My question was prompted by an answer to Why hash or salt when signing? : why does this work?
No, you wouldn't always get that - in fact it's very unlikely behavior (eg the wikipedia worked example).
If encrypting with the public and private exponents was always the same you'd be able to decrypt someone else's message $c$ by calculating $c^e=c^d=m$.
It is important to realize that (after running the RSA setup algorithm) there is algebraically no reason you couldn't swap $e$ and $d$, since $d=e^{-1}$ and thus $e=d^{-1}$ (all modulo $\varphi(N)$). However, it is unlikely that $m^d$ and $m^e$ would be equal.

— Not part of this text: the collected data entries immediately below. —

Issue #1320, opened 2022-02-23
Epic: Support time-based PITR in pageserver


stepashka:
start with an RFC

- [ ] GC interval is configured in LSN (bytes), not time
- [ ] GC interval is configured per pageserver, not per tenant

knizhnik:
I wonder if time and LSN criteria for PITR should be ORed or ANDed?
Right now in my implementation I use AND: i.e. record is removed only if it is out of specified time interval and out of LSN range. It seems to be the safest option. But it makes it not possible to say: I want to keep changes for one month but only of them do not exceed 100Gb. Make it possible for user to specify OR/AND? It seems to be overkill... Always use OR?

knizhnik:
I have not changed console code to make it possible to specify per-tenant parameters.
But it is not possible through CLI:
```
zenith tenant create -c "gc_period:10 s" -c "gc_horizon:100000"
```

knizhnik:
Before discussion concerning PITR support scheduled for tomorrow I want to share my thought 
about it:
1. Nobody will want to rollback too far in the past (i.e one week), because it actually means loosing updates for the whole week. Users may want to perform "time travel" and check state of the database a wee ago. But it is actually slightly different story: it is not a "recovery".
2. In case of time travel far in the fast, we do not need to specify precise time, i.e. 7 days, 1 hours, 13 minutes and 33.069 seconds ago. So usually it is enough to save just one snapshot for the particular day. If size of free-tier database is limited by 10Gb, then storing 7 snapshots will require only 70Gb, which is smaller than 100Gb (suggested limit for PITR interval).
3. Users know nothing or little about LSNs and WAL. So saying that PITR interval is limited by 100Gb says nothing to them. Except that despite of requested one week PITR interval, they still may be not able to see state of the database one week ago.

So my suggestions are:
1. Do not public LSN limit for PITR interval. User s will specify only time range for PITR. And it should be limited let's say by 10 days. In this case we can enforce that size of users data will not exceed 100Gb.
2. Assume that WAL (delta layers) are stored only within one day. It can be also configured if needed. Older delta layers are removed and we store only snapshots (image layers). One per day (also can be configured).
3. Image layers older than 10 days can be removed from S3

antons-antons:
[...]

PR #1332, opened 2022-02-25
Define PiTR interval for GC and make it possible to specify per-tenan…

knizhnik:
…t configuration parameters

refer #1320

### DIFF
--- a/control_plane/src/storage.rs
+++ b/control_plane/src/storage.rs
@@ -1,3 +1,4 @@
+use std::collections::HashMap;
 use std::io::Write;
 use std::net::TcpStream;
 use std::path::PathBuf;
@@ -342,10 +343,22 @@ impl PageServerNode {
     pub fn tenant_create(
         &self,
         new_tenant_id: Option<ZTenantId>,
+		settings: HashMap<&str, &str>
     ) -> anyhow::Result<Option<ZTenantId>> {
         let tenant_id_string = self
             .http_request(Method::POST, format!("{}/tenant", self.http_base_url))
-            .json(&TenantCreateRequest::new(tenantid))
+            .json(&TenantCreateRequest {
+                new_tenant_id,
+                checkpoint_distance: settings
+                    .get("checkpoint_distance")
+                    .map(|x| x.parse::<u64>().unwrap()),
+                compaction_period: settings.get("compaction_period").map(|x| x.to_string()),
+                gc_horizon: settings
+                    .get("gc_horizon")
+                    .map(|x| x.parse::<u64>().unwrap()),
+                gc_period: settings.get("gc_period").map(|x| x.to_string()),
+                pitr_interval: settings.get("pitr_interval").map(|x| x.to_string()),
+            })
             .send()?
             .error_from_body()?
             .json::<Option<String>>()?;
--- a/control_plane/src/storage.rs
+++ b/control_plane/src/storage.rs
@@ -343,7 +343,7 @@ impl PageServerNode {
     pub fn tenant_create(
         &self,
         new_tenant_id: Option<ZTenantId>,
-		settings: HashMap<&str, &str>
+        settings: HashMap<&str, &str>,
     ) -> anyhow::Result<Option<ZTenantId>> {
         let tenant_id_string = self
             .http_request(Method::POST, format!("{}/tenant", self.http_base_url))
--- a/control_plane/src/storage.rs
+++ b/control_plane/src/storage.rs
@@ -352,6 +352,9 @@ impl PageServerNode {
                 checkpoint_distance: settings
                     .get("checkpoint_distance")
                     .map(|x| x.parse::<u64>().unwrap()),
+                compaction_target_size: settings
+                    .get("compaction_target_size")
+                    .map(|x| x.parse::<u64>().unwrap()),
                 compaction_period: settings.get("compaction_period").map(|x| x.to_string()),
                 gc_horizon: settings
                     .get("gc_horizon")
--- a/control_plane/src/storage.rs
+++ b/control_plane/src/storage.rs
@@ -345,7 +345,7 @@ impl PageServerNode {
     ) -> anyhow::Result<Option<ZTenantId>> {
         let tenant_id_string = self
             .http_request(Method::POST, format!("{}/tenant", self.http_base_url))
-            .json(&TenantCreateRequest { new_tenant_id })
+            .json(&TenantCreateRequest::new(tenantid))
             .send()?
             .error_from_body()?
             .json::<Option<String>>()?;
--- a/pageserver/src/config.rs
+++ b/pageserver/src/config.rs
@@ -150,6 +150,7 @@ pub const TENANT_CONFIG_NAME: &str = "config";
 #[derive(Debug, Clone, Copy, PartialEq, Eq, Serialize, Deserialize)]
 pub struct TenantConf {
     pub checkpoint_distance: u64,
+    pub compaction_target_size: u64,
     pub compaction_period: Duration,
     pub gc_horizon: u64,
     pub gc_period: Duration,
@@ -164,6 +165,7 @@ impl TenantConf {
             pitr_interval: conf.pitr_interval,
             checkpoint_distance: conf.checkpoint_distance,
             compaction_period: conf.compaction_period,
+            compaction_target_size: conf.compaction_target_size,
         }
     }
     pub fn save(&self, conf: &'static PageServerConf, tenantid: ZTenantId) -> Result<()> {
--- a/pageserver/src/config.rs
+++ b/pageserver/src/config.rs
@@ -164,25 +164,8 @@ impl TenantConf {
             pitr_interval: conf.pitr_interval,
             checkpoint_distance: conf.checkpoint_distance,
             compaction_period: conf.compaction_period,
-		}
-	}
-}
-
-// use dedicated enum for builder to better indicate the intention
-// and avoid possible confusion with nested options
-pub enum BuilderValue<T> {
-    Set(T),
-    NotSet,
-}
-
-impl<T> BuilderValue<T> {
-    pub fn ok_or<E>(self, err: E) -> Result<T, E> {
-        match self {
-            Self::Set(v) => Ok(v),
-            Self::NotSet => Err(err),
         }
     }
-
     pub fn save(&self, conf: &'static PageServerConf, tenantid: ZTenantId) -> Result<()> {
         let _enter = info_span!("saving tenant config").entered();
         let path = conf.tenant_path(&tenantid).join(TENANT_CONFIG_NAME);
@@ -210,6 +193,22 @@ impl<T> BuilderValue<T> {
             Err(err) if err.kind() == std::io::ErrorKind::NotFound => Ok(Self::from(conf)),
             Ok(config_bytes) => Ok(TenantConf::des(&config_bytes)?),
             Err(err) => bail!(err),
+        }
+    }
+}
+
+// use dedicated enum for builder to better indicate the intention
+// and avoid possible confusion with nested options
+pub enum BuilderValue<T> {
+    Set(T),
+    NotSet,
+}
+
+impl<T> BuilderValue<T> {
+    pub fn ok_or<E>(self, err: E) -> Result<T, E> {
+        match self {
+            Self::Set(v) => Ok(v),
+            Self::NotSet => Err(err),
         }
     }
 }
@@ -314,7 +313,7 @@ impl PageServerConfigBuilder {
         self.gc_period = BuilderValue::Set(gc_period)
     }
 
-    pub fn pitr_interval(&mut self, gc_period: Duration) {
+    pub fn pitr_interval(&mut self, pitr_interval: Duration) {
         self.pitr_interval = BuilderValue::Set(pitr_interval)
     }
 
@@ -386,7 +385,9 @@ impl PageServerConfigBuilder {
                 .gc_horizon
                 .ok_or(anyhow::anyhow!("missing gc_horizon"))?,
             gc_period: self.gc_period.ok_or(anyhow::anyhow!("missing gc_period"))?,
-            pitr_interval: self.pitr_interval.ok_or(anyhow::anyhow!("missing pitr_interval"))?,
+            pitr_interval: self
+                .pitr_interval
+                .ok_or(anyhow::anyhow!("missing pitr_interval"))?,
             wait_lsn_timeout: self
                 .wait_lsn_timeout
                 .ok_or(anyhow::anyhow!("missing wait_lsn_timeout"))?,
--- a/pageserver/src/config.rs
+++ b/pageserver/src/config.rs
@@ -15,7 +15,7 @@ use zenith_utils::zid::{ZNodeId, ZTenantId, ZTimelineId};
 
 use std::convert::TryInto;
 use std::env;
-use std::fs::OpenOptions;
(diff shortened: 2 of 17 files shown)


control_plane/src/storage.rs
```diff
@@ -321,11 +322,20 @@ impl PageServerNode {
...
-                tenant_id: tenantid,
+                tenant_id,
+                checkpoint_distance: settings
+                    .get("checkpoint_distance")
+                    .map(|x| x.parse::<u64>().unwrap()),
+                checkpoint_period: settings.get("checkpoint_period").map(|x| x.to_string()),
+                gc_horizon: settings
+                    .get("gc_horizon")
+                    .map(|x| x.parse::<u64>().unwrap()),
+                gc_period: settings.get("gc_period").map(|x| x.to_string()),
```
LizardWizzard, line 337: see [Option::copied](https://doc.rust-lang.org/nightly/std/option/enum.Option.html#method.cloned)

pageserver/src/config.rs
```diff
@@ -118,6 +127,53 @@ pub struct PageServerConf {
...
+    pub fn save(&self, conf: &'static PageServerConf, tenantid: ZTenantId) -> Result<()> {
+        let _enter = info_span!("saving tenant config").entered();
+        let path = conf.tenant_path(&tenantid).join(TENANT_CONFIG_NAME);
+        let mut file =
+            VirtualFile::open_with_options(&path, OpenOptions::new().write(true).create_new(true))?;
+        let config_bytes = self.ser()?;
+        if file.write(&config_bytes)? != config_bytes.len() {
+            bail!("Could not write all the metadata bytes in a single call");
+        }
+        file.sync_all()?;
```
LizardWizzard, line 161: Should we do proper dance with fsyncing the directory on first save etc? for reference you can see how metadata file is written to disk

pageserver/src/layered_repository.rs
```diff
@@ -1743,8 +1758,33 @@ impl LayeredTimeline {
...
-            // 2. Is it needed by a child branch?
+            // 2. It is newer than PiTR interval?
+            // We use modification time of layer file to estimate update time.
+            // This estimation is not quite precise but maintaining LSN->timestamp map seems to be overkill.
+            // It is not expected that users will need high precision here. And this estimation
+            // is conservative: modification time of file is always newer than actual time of version
+            // creation. So it is safe for users.
+            //
+            if let Ok(metadata) = fs::metadata(&l.filename()) {
+                let last_modified = metadata.modified()?;
```
LizardWizzard, line 1769: Also, what do you think about writing layer file creation time inside it? fs metadata can become out of sync with the real file creation time because of s3 upload/download for example. We won't loose anything, but this way we will keep potentially a lot of outdated files. 

Another idea, we can use some index file with timestamps for all layers so this way it is possible to avoid some extra  fs operations to make gc a bit cheaper.

LizardWizzard (commented):
Thanks for the patch! I've left a few comments. 

Would be good to add tenant config specific unit/integration tests

pageserver/src/http/routes.rs
```diff
@@ -318,9 +318,29 @@ async fn tenant_create_handler(mut request: Request<Body>) -> Result<Response<Bo
 
     let request_data: TenantCreateRequest = json_request(&mut request).await?;
 
+    let conf = get_config(&request);
+    let mut tenant_conf = TenantConf::from(conf);
+    if let Some(gc_period) = request_data.gc_period {
```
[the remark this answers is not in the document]
knizhnik: Sorry, 

> Thanks for the patch! I've left a few comments.
> 
> Would be good to add tenant config specific unit/integration tests

Yes, tests definitely are needed. The main problem is that there is no way now to inspect values of this parameters. I wonder if we should add it to HTTP API of pageserver. Or may be there is  some other way to inspect them.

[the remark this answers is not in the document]
knizhnik: > I wonder can it be better with a custom from impl? Or something like `TenantConf::update`

Sorry, do not completely understand.Can you clarify please your suggestion? `TenantConf::from` now just initializing per-tenant config from global config. And it is not clear to mewhat can be passed to  `TenantConf::update` method as parameters? All fields TenantConf as options? Seems to be neither saf, neither convenient...

pageserver/src/layered_repository.rs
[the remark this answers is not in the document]
knizhnik: I am subtracting system times at pageserver. It is not somehow related with time at client side and time at S3. So even if time at pageserver is not correct, it should not cause problems, Certainly there can be cases when system time is adjusted. Either explicitly by admin, either implicitly by NTP protocol. In this case such side effects are really possible. But I do not expect that PiTR interval wil be specified with high resolution (seconds or even hours). Most probably it will be days or even months. In this case such time correction will not be critical.

pageserver/src/tenant_mgr.rs
```diff
@@ -78,15 +78,21 @@ pub fn set_timeline_states(
...
+                        Arc::new(walredo_mgr),
+                        tenant_id,
+                        conf.remote_storage_config.is_some(),
+                    ));
+                    Tenant {
+                        state: TenantState::Idle,
+                        repo,
+                    }
+                }
+                Err(e) => panic!("Failed to load tenant state: {:?}", e),
```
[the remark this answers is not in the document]
knizhnik: Yes. error! is more appreciate here.

pageserver/src/config.rs
knizhnik: I thought that config is less critical than metadata so loosing it is not fatal.
But at the same time it is rarely updated, so not a problem ti fsync parent dir as well.

pageserver/src/layered_repository.rs
knizhnik: Modification time is greater or equal than creation time. As far as we are using it for cut-off, it is more conservative.
The semantic of PiTR interval is that user want to return back to the point which is not older in time than specified value. So using modification data (which correponds to last recent update) is safer.

control_plane/src/storage.rs
LizardWizzard: Oh, it's shame that `cloned` doesn't cover this case. You can use `.map(String::from)` but this has almost the same length

pageserver/src/layered_repository.rs
LizardWizzard: Sorry, I meant slightly different thing, I meant that both creation and modification times may not be preserved through full cycle of upload/download (I confirmed that with a local run of disabled on main test_tenant_relocation). e g file creation/modification time will be the time of the download, not the time of a file creation on the original pageserver it came from.

Also as far as we are using append only style creation vs modification does not make sense.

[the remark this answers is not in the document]
LizardWizzard: You're right, I think I thought more about TimelineMetadata here, but it is unrelated to this code, remaining concerns are covered here https://github.com/zenithdb/zenith/pull/1332#discussion_r823006105

pageserver/src/tenant_mgr.rs
```diff
@@ -78,21 +78,23 @@ pub fn set_timeline_states(
...
-                    ));
-                    Tenant {
-                        state: TenantState::Idle,
-                        repo,
-                    }
+            let tenant_conf = match TenantConf::load(conf, tenant_id) {
+                Ok(tenant_conf) => tenant_conf,
+                Err(e) => {
+                    error!("Failed to load tenant state: {:?}", e);
+                    TenantConf::from(conf)
```
LizardWizzard, line 85: Am I right that we will use default config if we failed to load the tenant specific one? If tenant has PITR of one year and we failed to load the config and loaded default one with PITR of e g one month GC will delete the data we actually need. 

I think we cannot use the default config here and we need to completely skip initialization of this tenant without affecting others. Plus ideally we should report this error somehow, maybe through timeline detail rest api response. But this code is undergoing through massive changes so this can be done separately to avoid conflicts

pageserver/src/layered_repository.rs
knizhnik: First of all eviction procedure for pageserver data is not currently implemented (o I missed something).
So pageserver now contains all data and never request it from S3.
In theory it will be possible that we have independent GC (and PiTR intervals) for pageserver and S3.Butright now it is not the case.

But even if some tenant/timeline was just loaded to pageserver from S3, then current approach is safe: it will not remove data which should not be removed according to PiTR interval. Yes, it may not remove too old layer just because it was just uploaded from S3. And if this layer will be evicted and then once again uploaded to this pageserver, then in theory this layer may never be garbage collected. But IMHO it is very strange and unrealistic scenario.

pageserver/src/tenant_mgr.rs
knizhnik: Not sure if preventing access to some tenant data (because of config file corruption) is better solution than just using default config with risk of deleting data which should not be deleted.

But practically in this peace of code it is not so easy to implement what you have suggested (if not replace  `or_insert_with` method with something else).

pageserver/src/layered_repository.rs
LizardWizzard: > First of all eviction procedure for pageserver data is not currently implemented (o I missed something).

Every checkpoint is uploaded to s3 now. It is not proper eviction but files are transferred and IMO it is enough to cause trouble (bloat)

> So pageserver now contains all data and never request it from S3.

New pageserver can request data from s3 e g during tenant migration.

> Yes, it may not remove too old layer just because it was just uploaded from S3. And if this layer will be evicted and then once again uploaded to this pageserver, then in theory this layer may never be garbage collected. But IMHO it is very strange and unrealistic scenario.

Thats exactly what I'm talking about. It is safe but we potentially may keep a lot of extra data causing bloat.
Eviction/on-demand download are planned to be implemented so this case is definitely realistic to me

pageserver/src/tenant_mgr.rs
LizardWizzard: > Not sure if preventing access to some tenant data (because of config file corruption) is better solution than just using default config with risk of deleting data which should not be deleted.

I think it is better to be on the safe side (IMO data loss never should be considered as a viable option), other options:
* make this timeline readonly
* disable gc for it (can cause bloat without readonly option)
* retry whole operation (e g download)

Personally I'm inclined to retry the operation and deal with that in the same way as with failed download of a timeline. We probably need to guard this file with the checksum too.

@hlinnaka @SomeoneToIgnore thoughts?

> it is not so easy to implement what you have suggested

Feel free to leave a TODO assigned to me, because this code is being heavily reworked in #1163 so I can handle it there or in the follow up PR

LizardWizzard: @knizhnik #1163 was merged, so this is no longer a problem. You can rebase your PR on top. Please reach out too me if you need help with that

pageserver/src/http/routes.rs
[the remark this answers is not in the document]
LizardWizzard: > I wonder if we should add it to HTTP API of pageserver.

+1 on that, don't forget to update API spec

lubennikovaav:
I have rebased this PR on top of the main and moved `compaction_target_size` to per-tenant config.
Now I'm continuing review and going to fix the issue with possibly corrupted tenant config file mentioned above.

lubennikovaav:
So, I've added checksum to tenant config file. 
Now this file is saved when tenant is created and all other load functions expect the file to be there.
@LizardWizzard , could you take another look at the code and help me to combine that with tenant migration?

hlinnaka:
How about storing the config in a json or toml format? That would make it human-readable and editable.

lubennikovaav:
> How about storing the config in a json or toml format? That would make it human-readable and editable.

IMHO, it would be tricky to keep the consistency if we make it human-editable. When should we reload such config? 
How can we make sure that it is not corrupted during tenant relocation (now it is protected with checksum)?

I would rather introduce `zenith tenant config` command  to update the config.

knizhnik:
> > How about storing the config in a json or toml format? That would make it human-readable and editable.
> 
> IMHO, it would be tricky to keep the consistency if we make it human-editable. When should we reload such config? How can we make sure that it is not corrupted during tenant relocation (now it is protected with checksum)?
> 
> I would rather introduce `zenith tenant config` command to update the config.

+1 
It is definitely easier to inspect config in text format. But it also instigate person to edit this file. And in this case we have inconsistency with control panel. Also I am not sure who and why will inspect this file. Certainly it may be useful during debugging. But in production we definitely need some other mechanism (GUI/CLI/...) to inspect configuration files. Especially if there will be thousands of clients.

knizhnik:
We have a discussion with @hlinnaka but still do not come to the consensus:
I think that this PR is unrelated with #1386 

#1386 provides on demand mapping of timestamp to LSN. It requires traversal of all XLOG_XACT_COMMIT records. Number of committed transaction can be very large, especially if cae of larger PITR interval.

I still thinking that users very rarely need to rollback to some particular point in time. To some particular snapshot or database state - yes. But time is not a precise instrument for rollback. It can be useful to perform some kind of time travel or "as of" queries (which results were returned by query yesterday or what plan was chosen for this query one hour ago). But for rollback we need more precise pointer.

This is why efficiency of such time->LSN mapping is not so important.
But if GC will have to performing this mapping before each GC iteration, it can just cause waste of resources (CPU  and disk).

The argument that layer file time may be not correct because of downloading layer from S3 seems to be not correct:
right now we do not have swapping to S3, so layers, may not be uploaded to S3, then evicted from page server and then reloaded on demand.

If we really consider S3 as main storage of data and pageserver - just as cache for most recently/frequently accessed data, then many things in page server have to be rewritten.
For example, GC should not try to drop any layers from local storage. It should only detect layers which can be deleted and then remove them from S3. In this case it can look at file creation date at S3, which should not be changed. And unloading layer should be triggered by completely different criteria than currently used in GC. We can unload layer at any moment when when there are more recent image layers and there is lack of free space at pageserver. And if evicted layer will needed,
it can be downloaded from S3.

LizardWizzard:
@lubennikovaav 

> help me to combine that with tenant migration

Migration currently works on a per timeline basis, heavily relying on the s3, so it is a bit tricky. What will be the source of truth for these configs? Probably it will be the console. So I see two options:
1. Console uses API to fill correct config on pageserver. Existing `tenant_create` to load the initial config and a new endpoint (something like `tenant_update`) to change the config of the existing tenant.
2. As we discussed in the recent meeting about the synchronization, there was a desire to use etcd and subscriptions to changes instead of API requests from console to storage to utilize etcd for that.

IMO either of the options can be implemented separately. The second one needs some preparations that are not ready yet

lubennikovaav:
> The argument that layer file time may be not correct because of downloading layer from S3 seems to be not correct: right now we do not have swapping to S3, so layers, may not be uploaded to S3, then evicted from page server and then reloaded on demand.
> 
And what about tenant migration between pageservers via S3?

knizhnik:
> > The argument that layer file time may be not correct because of downloading layer from S3 seems to be not correct: right now we do not have swapping to S3, so layers, may not be uploaded to S3, then evicted from page server and then reloaded on demand.
> 
> What about tenant migration between pageservers via S3?

I wrote my thoughts about it in PITR Epic ticket: https://github.com/zenithdb/zenith/issues/1320#issuecomment-1091819948
Briefly: if we support swapping of layers to S3, then GC has to be also done at S3 and we can use timestamps of S3 files (which can not be changed because of migration or whatever else other reasons). And we do not need to perform GC at pageserver, we should only implement some eviction policy for layers.

PR #1335, opened 2022-03-01
Fix 1.59 rustc clippy warnings

SomeoneToIgnore:


compute_tools/src/pg_helpers.rs
```diff
@@ -171,7 +171,7 @@ impl PgQuote for PgIdent {
     /// always quotes provided string with `""` and escapes every `"`. Not idempotent,
     /// i.e. if string is already escaped it will be escaped again.
     fn quote(&self) -> String {
-        let result = format!("\"{}\"", self.replace("\"", "\"\""));
+        let result = format!("\"{}\"", self.replace('\"', "\"\""));
```
dhammika, line 174: Escape in `'\"' ` match pattern is redundant right?

PR #1336, opened 2022-03-02
Replace zenith/build build image with zimg/* ones

SomeoneToIgnore:


SomeoneToIgnore:
Also see https://github.com/zenithdb/docker-images/pull/2 : if that PR is correct and works, the unification brings us one step closer to automatic arm docker builds.

funbringer (approved):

In the question you link to, using the "wrong" exponent is done to cheat: it demonstrates a potential flaw in the encryption scheme. In the forgability game, we say the adversary 'wins' if they manage to create a pair $(m,s)$ such that $s$ is a valid signature for $m$, without asking the legitimate signer to calculate a signature of $m$.
So, consider what a valid message signature pair actually is (in textbook RSA signing): The pair $(m,s)$ is valid if $m=s^e\pmod N$. Now, since the public key is $(e,N)$, the adversary can cheat a bit. Instead of picking the message that he wants signed, he instead picks the signature. Having picked $s$, he now calculates $m:=s^e \pmod N$. This leaves him with the pair $(m,s)$, which by construction must be valid.
Notice that he doesn't have a clue what the message $m$ actually says, but we do know that $s$ is a valid signature for it. This is why real-world RSA signing uses a secure padding scheme: a message $m$ created in the way I describe above is very unlikely to have valid padding.